_TASK INPUT_.
= Beginning of Section =
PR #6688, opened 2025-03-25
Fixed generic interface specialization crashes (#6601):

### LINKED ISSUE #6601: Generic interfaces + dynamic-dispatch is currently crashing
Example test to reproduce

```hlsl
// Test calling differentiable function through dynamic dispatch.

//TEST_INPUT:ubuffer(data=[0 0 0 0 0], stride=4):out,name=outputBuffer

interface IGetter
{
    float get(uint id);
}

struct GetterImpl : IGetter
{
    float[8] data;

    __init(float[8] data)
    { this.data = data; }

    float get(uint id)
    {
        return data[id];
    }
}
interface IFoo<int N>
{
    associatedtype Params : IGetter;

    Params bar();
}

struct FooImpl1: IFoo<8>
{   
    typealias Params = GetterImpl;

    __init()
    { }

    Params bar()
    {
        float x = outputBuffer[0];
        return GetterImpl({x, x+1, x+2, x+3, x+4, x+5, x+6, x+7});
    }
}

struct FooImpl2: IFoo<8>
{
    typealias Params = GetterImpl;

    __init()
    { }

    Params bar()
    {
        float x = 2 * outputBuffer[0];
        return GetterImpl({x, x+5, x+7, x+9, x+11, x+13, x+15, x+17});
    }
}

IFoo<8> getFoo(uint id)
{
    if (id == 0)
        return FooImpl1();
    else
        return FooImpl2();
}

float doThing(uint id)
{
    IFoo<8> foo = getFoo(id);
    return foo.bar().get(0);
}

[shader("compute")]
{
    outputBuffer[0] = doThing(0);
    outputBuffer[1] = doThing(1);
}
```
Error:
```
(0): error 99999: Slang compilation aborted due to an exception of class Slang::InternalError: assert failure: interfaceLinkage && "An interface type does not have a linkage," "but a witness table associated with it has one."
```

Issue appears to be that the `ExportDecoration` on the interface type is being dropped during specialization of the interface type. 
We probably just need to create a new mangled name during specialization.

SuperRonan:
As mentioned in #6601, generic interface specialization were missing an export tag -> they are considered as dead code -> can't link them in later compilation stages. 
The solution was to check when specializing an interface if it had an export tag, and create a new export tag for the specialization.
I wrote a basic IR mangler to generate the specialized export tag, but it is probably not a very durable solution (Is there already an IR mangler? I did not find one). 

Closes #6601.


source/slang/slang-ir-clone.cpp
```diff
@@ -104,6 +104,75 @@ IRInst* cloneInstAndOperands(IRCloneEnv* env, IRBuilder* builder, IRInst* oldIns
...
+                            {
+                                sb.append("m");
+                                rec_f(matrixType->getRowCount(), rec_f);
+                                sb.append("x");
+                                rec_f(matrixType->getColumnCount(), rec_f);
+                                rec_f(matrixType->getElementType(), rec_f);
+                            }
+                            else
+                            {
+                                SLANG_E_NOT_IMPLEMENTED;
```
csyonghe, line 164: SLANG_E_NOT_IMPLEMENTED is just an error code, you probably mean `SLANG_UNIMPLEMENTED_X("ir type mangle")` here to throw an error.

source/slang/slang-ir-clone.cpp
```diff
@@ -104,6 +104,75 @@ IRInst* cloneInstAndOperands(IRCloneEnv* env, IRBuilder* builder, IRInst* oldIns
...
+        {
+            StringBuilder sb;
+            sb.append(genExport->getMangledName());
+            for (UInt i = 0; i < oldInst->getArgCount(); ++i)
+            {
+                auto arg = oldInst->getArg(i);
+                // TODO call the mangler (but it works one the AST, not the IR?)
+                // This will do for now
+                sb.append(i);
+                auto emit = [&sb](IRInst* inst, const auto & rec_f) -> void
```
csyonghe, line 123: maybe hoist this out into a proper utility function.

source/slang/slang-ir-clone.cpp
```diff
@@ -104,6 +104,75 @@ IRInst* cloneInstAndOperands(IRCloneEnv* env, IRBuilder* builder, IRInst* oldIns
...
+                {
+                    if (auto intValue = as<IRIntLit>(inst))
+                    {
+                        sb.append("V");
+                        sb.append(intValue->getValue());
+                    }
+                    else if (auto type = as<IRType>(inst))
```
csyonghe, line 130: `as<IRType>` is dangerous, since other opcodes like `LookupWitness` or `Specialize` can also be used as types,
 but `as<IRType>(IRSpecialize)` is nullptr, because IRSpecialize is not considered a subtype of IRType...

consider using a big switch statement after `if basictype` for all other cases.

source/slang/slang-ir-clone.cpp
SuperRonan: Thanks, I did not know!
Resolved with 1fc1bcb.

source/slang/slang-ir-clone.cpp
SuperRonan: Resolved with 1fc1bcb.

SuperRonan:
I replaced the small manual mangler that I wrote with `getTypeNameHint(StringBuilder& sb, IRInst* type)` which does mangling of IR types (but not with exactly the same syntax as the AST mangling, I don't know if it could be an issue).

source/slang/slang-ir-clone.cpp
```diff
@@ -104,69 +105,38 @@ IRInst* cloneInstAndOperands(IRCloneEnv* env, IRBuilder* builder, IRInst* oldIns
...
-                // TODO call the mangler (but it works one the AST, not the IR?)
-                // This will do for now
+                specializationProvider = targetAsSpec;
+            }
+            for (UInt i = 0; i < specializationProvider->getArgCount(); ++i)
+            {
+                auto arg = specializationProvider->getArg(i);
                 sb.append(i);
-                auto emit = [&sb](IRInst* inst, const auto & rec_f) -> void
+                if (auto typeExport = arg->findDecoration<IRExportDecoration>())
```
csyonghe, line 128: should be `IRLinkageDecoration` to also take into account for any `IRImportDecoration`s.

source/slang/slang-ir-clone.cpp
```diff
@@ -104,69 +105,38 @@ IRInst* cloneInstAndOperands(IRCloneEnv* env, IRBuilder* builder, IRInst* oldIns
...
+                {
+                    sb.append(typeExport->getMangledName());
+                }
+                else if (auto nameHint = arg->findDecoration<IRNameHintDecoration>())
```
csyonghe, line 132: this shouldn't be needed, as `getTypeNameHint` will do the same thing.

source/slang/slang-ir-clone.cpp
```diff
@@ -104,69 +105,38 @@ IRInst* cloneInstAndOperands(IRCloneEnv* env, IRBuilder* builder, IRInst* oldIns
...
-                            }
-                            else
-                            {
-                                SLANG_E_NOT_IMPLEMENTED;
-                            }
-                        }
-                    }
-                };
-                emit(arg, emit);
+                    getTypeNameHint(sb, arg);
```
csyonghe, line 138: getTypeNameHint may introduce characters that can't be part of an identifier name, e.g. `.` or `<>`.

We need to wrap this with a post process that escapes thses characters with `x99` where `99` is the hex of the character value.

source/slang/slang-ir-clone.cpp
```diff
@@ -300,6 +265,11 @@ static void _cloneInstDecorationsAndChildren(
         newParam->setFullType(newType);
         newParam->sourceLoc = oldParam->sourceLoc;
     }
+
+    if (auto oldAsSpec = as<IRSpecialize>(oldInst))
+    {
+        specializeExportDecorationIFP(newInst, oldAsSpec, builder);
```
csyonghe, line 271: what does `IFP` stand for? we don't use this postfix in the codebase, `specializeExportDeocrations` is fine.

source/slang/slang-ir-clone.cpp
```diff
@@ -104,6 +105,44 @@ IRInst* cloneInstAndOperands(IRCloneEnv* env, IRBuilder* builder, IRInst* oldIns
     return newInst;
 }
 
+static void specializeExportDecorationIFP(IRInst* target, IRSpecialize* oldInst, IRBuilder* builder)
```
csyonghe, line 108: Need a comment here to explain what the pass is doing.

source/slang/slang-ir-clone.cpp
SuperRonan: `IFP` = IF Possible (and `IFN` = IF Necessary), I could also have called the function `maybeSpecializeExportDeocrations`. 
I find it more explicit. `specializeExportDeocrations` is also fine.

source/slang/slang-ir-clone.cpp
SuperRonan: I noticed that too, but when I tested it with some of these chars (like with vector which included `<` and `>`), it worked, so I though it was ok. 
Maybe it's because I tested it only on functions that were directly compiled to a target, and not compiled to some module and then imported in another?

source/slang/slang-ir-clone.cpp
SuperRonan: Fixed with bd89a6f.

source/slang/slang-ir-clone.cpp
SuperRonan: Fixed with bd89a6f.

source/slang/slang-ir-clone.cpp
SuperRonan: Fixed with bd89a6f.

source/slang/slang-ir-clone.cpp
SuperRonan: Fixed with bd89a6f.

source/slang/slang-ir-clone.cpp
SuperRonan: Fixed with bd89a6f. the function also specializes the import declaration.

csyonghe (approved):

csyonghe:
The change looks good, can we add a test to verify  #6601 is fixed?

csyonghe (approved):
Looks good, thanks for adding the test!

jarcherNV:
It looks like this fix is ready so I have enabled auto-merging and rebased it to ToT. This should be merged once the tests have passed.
= End of Section =
_ACTION ITEM_.
Report each line of the material in which the string "probably" occurs.

_EXPECTED ANSWER_.
We probably just need to create a new mangled name during specialization.
I wrote a basic IR mangler to generate the specialized export tag, but it is probably not a very durable solution (Is there already an IR mangler? I did not find one). 
csyonghe, line 164: SLANG_E_NOT_IMPLEMENTED is just an error code, you probably mean `SLANG_UNIMPLEMENTED_X("ir type mangle")` here to throw an error.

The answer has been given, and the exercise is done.